وَمَا جَعَلْنَا أَصْحَابَ النَّارِ إِلَّا مَلَائِكَةً وَمَا جَعَلْنَا عِدَّتَهُمْ إِلَّا فِتْنَةً لِّلَّذِينَ كَفَرُوا لِيَسْتَيْقِنَ الَّذِينَ أُوتُوا الْكِتَابَ وَيَزْدَادَ الَّذِينَ آمَنُوا إِيمَانًا وَلَا يَرْتَابَ الَّذِينَ أُوتُوا الْكِتَابَ وَالْمُؤْمِنُونَ وَلِيَقُولَ الَّذِينَ فِي قُلُوبِهِم مَّرَضٌ وَالْكَافِرُونَ مَاذَا أَرَادَ اللَّهُ بِهَذَا مَثَلًا كَذَلِكَ يُضِلُّ اللَّهُ مَن يَشَاء وَيَهْدِي مَن يَشَاء وَمَا يَعْلَمُ جُنُودَ رَبِّكَ إِلَّا هُوَ وَمَا هِيَ إِلَّا ذِكْرَى لِلْبَشَرِ ﴿٣١﴾
Ayet Transkripsiyonu ve Sade Meali
söz öbeklerinin üzerine farenizi sürükleyerek çevirilerini görebilirsiniz. Çevirileri tablo halinde görmek için buraya tıklayın
Kelime | Türkçe karşılığı |
---|---|
ve mâ cealnâ | ve biz kılmadık, yapmadık |
ashâben en nâri | ateş ehli |
illâ | ...'den başka |
melâiketen | melekler |
ve mâ cealnâ | ve biz kılmadık, yapmadık |
ıddete-hum | onların sayısı |
illâ | ...'den başka |
fitneten | fitne |
li ellezîne | onlar için, ... olanlar için |
keferû | kâfirler |
li | diye, için |
yesteykıne | yakîn sahibi olsunlar |
ellezîne | onlar, ... olanlar |
ûtû | verildi |
el kitâbe | kitap |
ve yezdâde | ve artırır |
ellezîne | onlar, ... olanlar |
âmenû | îmân eden, Allah'a ulaşmayı dileyen |
îmânen | îmân |
ve lâ yertâbe | ve şüphe etmesin |
ellezîne | onlar, ... olanlar |
ûtû | verildi |
el kitâbe | kitap |
ve el mu'minûne | ve mü'minler |
ve li | ve için |
yekûle | der, söyler |
ellezîne | onlar, ... olanlar |
fî kulûbi-him | kalplerinde |
maradun | hastalık (olan) |
ve el kâfirûne | ve kâfirler |
mâzâ | ne, neyi |
erâde | murad etti, diledi |
allâhu | Allah |
bi hâzâ | bununla |
meselen | mesele, konu |
kezâlike | böylece, işte böyle |
yudıllu | saptırır, dalâlette bırakır |
allâhu | Allah |
men | kimse, kişi |
yeşâu | diler |
ve yehdî | ve hidayete erdirir |
men | kimse, kişi |
yeşâu | diler |
ve mâ ya'lemu | ve bilmez |
cunûde | ordu |
rabbi-ke | senin Rabbin |
illâ | ...'den başka |
huve | o |
ve mâ hiye | ve o değildir |
illâ | ...'den başka |
zikrâ | bir zikir, öğüt |
li el beşeri | beşer için, insanlar için |
Ve Biz, ateş ehlini (cehennem bekçilerini), meleklerden başkası kılmadık.

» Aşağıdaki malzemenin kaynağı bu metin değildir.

PR #1669, opened 2023-06-15
Add 5.2.9 for sanitizing regexes to resolve #1600

### LINKED ISSUE #1600: Incomplete Regular Expression for Hostnames: Unescaped Dot Character
There is a vulnerability in some applications where the dot character is not properly escaped in regular expressions designed to validate hostnames. This oversight can lead to bypassing security checks, such as those for preventing attacks like request forgeries and malicious redirections. Incomplete checks may also cause undesirable behaviors when they accidentally succeed. 
If an attacker successfully exploits this vulnerability, they may perform unauthorized actions like forging requests or redirecting users to malicious websites. This can lead to a range of security issues, including data breaches, compromised application functionality, and exposing users to additional risks.

Suggested ASVS check:
_Verify that the application properly escapes special characters, such as the dot character, in regular expressions used for hostname validation to prevent security threats like request forgeries and malicious redirections._

Sample vulnerable code:
```
app.get('/some/path', function(req, res) {
    let url = req.param('url'),
        host = urlLib.parse(url).host;
    // BAD: the host of `url` may be controlled by an attacker
    let regex = /^((www|beta).)?example.com/;
    if (host.match(regex)) {
        res.redirect(url);
    }
});
```

tghosth:
This Pull Request relates to issue #1600


elarlang (commented):
"CWE-94: Improper Control of Generation of Code ('Code Injection')" does not feel correct here. I think if we don't have good candidate, we leave it empty (as there is plan to drop i tanyway)

tghosth:
@elarlang how about [CWE-75](https://cwe.mitre.org/data/definitions/75.html)?

elarlang:
[CWE-624 Executable Regular Expression Error](https://cwe.mitre.org/data/definitions/624.html)

The product uses a regular expression that either (1) contains an executable component with user-controlled inputs, **or (2) allows a user to enable execution by inserting pattern modifiers**.

elarlang (approved):

PR #1670, opened 2023-06-15
Add a requirement about symlinks in zip files includling an example reference to resolve #1424

### LINKED ISSUE #1424: Remove symlinks in zip files
I was checking [this](https://hackerone.com/reports/1439593) HackerOne report with a $29000 bounty and I found it very interesting. This is different than Zip Slip. In case of Zip Slip we can inject .. in the file path so we can extract our file in a wrong place. In this report, the attacker crafts a malicious symlink to /etc/passwd when the backend extracts it untar_zxf function only changes the permissions and extract the symlink as is, so the attacker was able to read the passwd file!
I believe we need an ASVS item to check for removal of symlinks in the zip files.

tghosth:
This Pull Request relates to issue #1424


elarlang (commented):
Do we actually want to link to pen-test reports or blog-style sources?

tghosth:
We have done this in [certain](https://github.com/OWASP/ASVS/blob/master/5.0/en/0x18-V10-Malicious.md#references) [places](https://github.com/OWASP/ASVS/blob/0f9deac4d38bf352de8a891add8acd339265c300/5.0/en/0x13-V5-Validation-Sanitization-Encoding.md?plain=1#L116) already.

elarlang (approved):
I don't think linking to external blogs is good for the standard, but let's get the information in at the moment.

Just for note, alternative CWE candidate https://cwe.mitre.org/data/definitions/61.html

Ve onların sayısını kâfirler için fitneden başka bir şey kılmadık, kitap verilenler yakîn sahibi olsunlar ve âmenû olanların da îmânı artsın. Ve kitap verilenler ve mü’minler şüpheye düşmesinler. Ve de kalplerinde maraz (şüphe) bulunanlar ve kâfirler desinler ki “Allah, bu mesele ile ne murad etti (ne demek istedi)?” İşte böyle, Allah, dilediğini dalâlette bırakır ve dilediğini de hidayete erdirir. Ve Rabbinin ordularını, kendisinden başkası bilmez. Ve O, insanlar için zikirden başka bir şey değildir.

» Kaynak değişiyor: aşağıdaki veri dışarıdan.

Issue #1610, opened 2023-04-08
Refresh ISO 27001 Multisession Control Statement.


cmlh:
["1.6 Compliance" of MVSP](https://github.com/vendorsec/mvsp/blame/master/packages/mvsp/mvsp.en.asciidoc#LL104) mandates `* Comply with all industry security standards relevant to your business such as PCI DSS, HITRUST, ISO27001, and SSAE 18`.

The parent of all MVSP issues is #1151.

[V3.7 Defenses Against Session Management Exploits](https://github.com/OWASP/ASVS/blob/master/5.0/en/0x12-V3-Session-management.md#v37-defenses-against-session-management-exploits) states "_Previously, based on ISO 27002 requirements, the ASVS has required blocking multiple simultaneous sessions. Blocking simultaneous sessions is no longer appropriate, ..._".

ISO 27002 was updated during 2022 and therefore this statement in ASVS should reflect the latest release of ISO 27002.

I don't know if this is reflect in the latest ISO 27002 or not as I don't have it at hand at the moment.

This issue should also reconsidered when undertaking QA of each future release of ASVS.

tghosth:
In 5.0, I am expecting we will need to trim down this text as much as possible anyway.

tghosth:
Closing as I don't think we will take action on this

tghosth:
Highly likely that this sentance will be removed in 5.0 anyway

tghosth:
I am reopening this and marking it to be considered when we create the actual 5.0 draft.

ryarmst:
@cmlh Related discussion: #2101

PR #1672, opened 2023-06-26
Remove Unknown ISO 27001 Multisession Control

cmlh:
Remove Unknown ISO 27001 Multisession Control.

This Pull Request relates to issue #1610.


tghosth:
I have reopened #1610 but I don't want to do anything about it until we have the 5.0 draft.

MUDDESSİR SURESİ 31. Ayeti Ali Fikri Yavuz Meali
Biz o ateşin muhafızlarını hep meleklerden ibaret kıldık. Sayılarını da ancak kâfir olanlar için bir fitne yaptık, (zira on dokuz meleği azımsayarak onları helâk edebileceklerini sandılar); kendilerine kitab verilenler de Kur’an’ın hak olduğuna inansınlar; (çünkü onların kitablarında da bu meleklerin sayısı on dokuzdur); müminlerin de imanlarını artırsın. Kendilerine kitab verilenlerle müminler (böylece) şüpheye düşmesinler. Kalblerinde bir maraz (nifak) bulunanlarla kâfirler de şöyle desin: “- Allah bu sayı ile beraber hangi şeyi murad etmiştir? İşte Allah dilediğini böyle şaşırtır, dilediğini de yola getirir. Rabbinin ordularını da ancak kendisi bilir. O cehennem de insanlar için ancak bir öğüddür.